Task brief |
Nothing but the entries, copied exactly, should appear in the response.

──────────

PR #2534, opened 2022-05-10
fix(regexp-assemble): Fix some remaining issues

theseion:
* Properly pass and handle the argparse namespace.
* Improve informational and error output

──────────

Written response |
PR #2534, opened 2022-05-10
fix(regexp-assemble): Fix some remaining issues

theseion:
* Properly pass and handle the argparse namespace.
* Improve informational and error output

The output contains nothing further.